Maximum Sales for Each Unique Product Code in UK

Also, let’s see the total sales of a specific product with Product Code, say S18_3232, compared across different countries in a particular year, say 2004.

import pandas as pd
import matplotlib.pyplot as plt

# Filter data for product "S18_3232" and year 2004
product_data = mydata[(mydata['PRODUCTCODE'] == 'S18_3232') & (mydata['YEAR_ID'] == 2004)]

# Aggregate total sales for each country
sales_by_country = product_data.groupby('COUNTRY')['SALES'].sum().reset_index()
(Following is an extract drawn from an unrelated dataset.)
PR #1381, opened 2026-09-17
fix(unplugin): make correctness and resource bounds permanent

### LINKED ISSUE #1368: ttsc 0.30 breaks React Router 8 app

# Sort by country for better visualization
sales_by_country = sales_by_country.sort_values(by='SALES', ascending=False)

# Plot line chart
plt.figure(figsize=(12,6))
plt.plot(sales_by_country['COUNTRY'], sales_by_country['SALES'], marker='o', linestyle='-', color='blue')

plt.xlabel('Country')
plt.ylabel('Total Sales')
plt.title('Total Sales of Product S18_3232 Across Countries (Year 2004)')
plt.xticks(rotation=45)
plt.grid()

plt.show()

Total Sales for a Specific Product Code by Different Countries in a Year

That’s all in this blog. These are just a few examples of various possibilities using Python. You may try similar analysis with other datasets.

Conclusion

With Python and Jupyter Notebook, Business Analysts can efficiently handle, analyse, and visualise data without requiring deep programming knowledge. This guide provided a strong starting point, covering installation, basic operations, and essential commands for business data analysis that are essential and mostly used. As you become more familiar with Python, you can explore more advanced coding techniques to optimise your workflow and make data-driven decisions with confidence.